Tim Wyland was driving to work in the early morning hours when he spotted three moose standing in the road. He swerved. A fourth moose, the one he never saw, smashed into the front and driver’s side of his VW Passat, killing the animal instantly and totaling the car.
Wyland crawled out through the shattered driver’s window because the door was jammed shut. He walked away with cuts from the broken glass, remarkably lucky given that hitting a moose is 13 times deadlier than hitting a deer, according to the American Council on Science and Health.
An adult moose can weigh well over 1,000 pounds and stands tall enough that a car typically strikes its legs, sending the full mass of the animal crashing down onto the windshield or roof. Wyland’s yearling moose was smaller, which probably saved his life.
A game warden arrived at the scene in Wyoming and identified the carcass. He told Wyland he could fill out a form and legally claim the meat. Wyland did exactly that, then caught a ride home to get another vehicle.
When he came back just a few hours later, the moose was gone.

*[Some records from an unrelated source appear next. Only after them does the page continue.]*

PR #665, opened 2025-05-21
Fix renames for traits 

### LINKED ISSUE #648: Fix behavior of `rename` with impl items
This should work differently than `find references` does - instead of renaming just usages of a specific impl - it should rename the trait as well, as other usages of other impls

(this is most likely what the user needs done, renaming just impl and usages won't make sense during the compilation after the rename - making it effectively invalid)

Arcticae:
closes #648

### DIFF
--- a/src/ide/navigation/rename.rs
+++ b/src/ide/navigation/rename.rs
@@ -41,7 +41,9 @@ pub fn rename(
         let position = params.text_document_position.position.to_cairo();
         let identifier = db.find_identifier_at_position(file, position)?;
 
-        SymbolSearch::find_definition(db, &identifier).map(|search| search.def)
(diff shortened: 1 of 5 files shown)


src/ide/navigation/rename.rs
```diff
@@ -41,7 +41,7 @@ pub fn rename(
         let position = params.text_document_position.position.to_cairo();
         let identifier = db.find_identifier_at_position(file, position)?;
 
-        SymbolSearch::find_definition(db, &identifier).map(|search| search.def)
+        SymbolSearch::find_declaration(db, &identifier).map(|search| search.def)
```
piotmag769, line 44: Please doc why

piotmag769 (approved):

Somebody had dragged the carcass down a U.S. Forest Service road and butchered it for themselves, according to Cowboy State Daily. The dragging across gravel and over a cattle guard had ruined most of the usable meat anyway. So Wyland was left with no car, no moose, and a story that sounds like it belongs in a country song nobody would believe.

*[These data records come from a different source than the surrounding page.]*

PR #678, opened 2025-05-26
Resolve traits used as bounds for generic type parameters

### LINKED ISSUE #651: Implement LSP features for traits in generic bounds
LSP features (hovers, goto, find references and rename) should work on traits referenced as generic bounds in functions, structs, traits and impls.

## User-defined traits:

Invoking "Go to definition" on:
```cairo
trait GenericTrait<T> {}
fn foo<T, +Generic<caret>Trait<T>>() {}
```
should yield the definition of `GenericTrait`.

## Compiler built-in traits:
```cairo
fn foo<T, +Drop<caret><T>> {}
```
should lead to the definition of `Drop` in `core::traits`.

### LINKED ISSUE #652: Add completions for traits in generic bounds
When typing:
```cairo
fn foo<T, +D<caret>>() {}
```
completion fails and LS panics. The error appears for both built-in and user-defined traits.

Instead, `Drop`, `Destruct`, `Deserialize` etc. should be proposed.

integraledelebesgue:
Closes #651 
Closes #652

### DIFF
--- a/src/lang/defs/finder.rs
+++ b/src/lang/defs/finder.rs
@@ -22,6 +22,7 @@ use cairo_lang_semantic::{ConcreteImplId, Expr, TypeLongId};
 use cairo_lang_syntax::node::ast::TerminalIdentifier;
 use cairo_lang_syntax::node::helpers::{GetIdentifier, HasName};
 use cairo_lang_syntax::node::ids::SyntaxStablePtrId;
+use cairo_lang_syntax::node::kind::SyntaxKind;
 use cairo_lang_syntax::node::{SyntaxNode, Terminal, TypedStablePtr, TypedSyntaxNode, ast};
 use cairo_lang_utils::smol_str::SmolStr;
 use cairo_lang_utils::{Intern, LookupIntern};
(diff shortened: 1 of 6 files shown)


src/lang/defs/finder.rs
```diff
@@ -481,6 +483,51 @@ fn try_concrete_type_or_impl(
...
+            .resolve_generic_path_with_args(
+                &mut SemanticDiagnostics::default(),
+                type_path_segments.clone(),
+                NotFoundItemType::Identifier,
+            )
+            .ok()?;
+
+        match &resolved_item {
+            ResolvedGenericItem::Trait(_) | ResolvedGenericItem::Impl(_) => {
+                return Some(ResolvedItem::Generic(resolved_item));
```
piotmag769, line 522: I wonder if this wouldn't cause weird completions when trait is fully resolved, but I guess it's god enough for now

piotmag769 (approved):

src/lang/defs/finder.rs
Draggu: We should try concrete first, then generic, also `lookup_resolved_generic_item_by_ptr`/`lookup_resolved_concrete_item_by_ptr` should do the job here instead of resolver. (correct me if im wrong)

src/lang/defs/finder.rs
```diff
@@ -481,6 +483,51 @@ fn try_concrete_type_or_impl(
...
+
+    let module_file_id = db.find_module_file_containing_node(&identifier.as_syntax_node())?;
+
+    for &lookup_item_id in lookup_items {
+        let type_path_segments =
+            identifier.as_syntax_node().ancestor_of_type::<ast::ExprPath>(db)?.to_segments(db);
+
+        if type_path_segments
+            .last()
+            .is_none_or(|segment| segment.identifier(db) != identifier.text(db))
```
Draggu, line 504:
```suggestion
        let last_segment = type_path_segments.last()?;
            
        if last_segment.identifier(db) != identifier.text(db)
```

src/lang/defs/finder.rs
integraledelebesgue: Sadly, `lookup_..._item_by_ptr` functions don't work here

Wyoming is one of many states that legally allows drivers to keep an animal carcass after a collision. The rules vary. Some states have formal permit processes, others require law enforcement to authorize the claim on scene, and a handful prohibit harvesting roadkill entirely. The system generally works on a simple principle: you wrecked your car, you earned the meat.

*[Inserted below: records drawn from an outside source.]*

PR #1136, opened 2022-12-10
Switch to endpoints4s::fetch-client

julienrf:
The fetch-client interpreter is more actively maintained than the xhr-client interpreter.


adpi2 (approved):
Thanks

That social contract apparently means nothing to whoever backed a truck down that forest road with a set of chains or a rope.
Moose meat is lean, rich, and genuinely prized in states where hunting tags are hard to come by. A yearling, properly dressed, could yield well over a hundred pounds of usable protein. That’s real value to someone in rural Wyoming, which makes the theft both understandable in motive and infuriating in practice.
There’s a practical lesson buried in here for anyone who drives through moose country. If you hit one and survive, don’t leave the carcass unattended. Get your paperwork signed, call someone with a truck and a winch, and get that animal loaded before opportunists beat you to it.
Wyoming law was on Wyland’s side. Gravity and timing were not.
The Passat, for its part, did what a modern sedan is supposed to do in an impact with a thousand-pound obstacle. It absorbed the energy, crumpled in the right places, and kept its occupant alive. Volkswagen doesn’t crash-test for moose, but the structure held where it counted. The car is scrap. Wyland is not.
As for the thief, game wardens are reportedly investigating. Possessing a road-killed animal without the proper salvage authorization is illegal in Wyoming. Stealing one that’s already been claimed by someone else adds another layer entirely.
Wyland told reporters he’s frustrated but moving on. He needs a new car. He could have used a freezer full of moose meat to offset the cost.
Instead, he got a wrecked Passat, a handful of stitches, and a hard reminder that in the modern West, the most dangerous predator on the road isn’t always the one with antlers.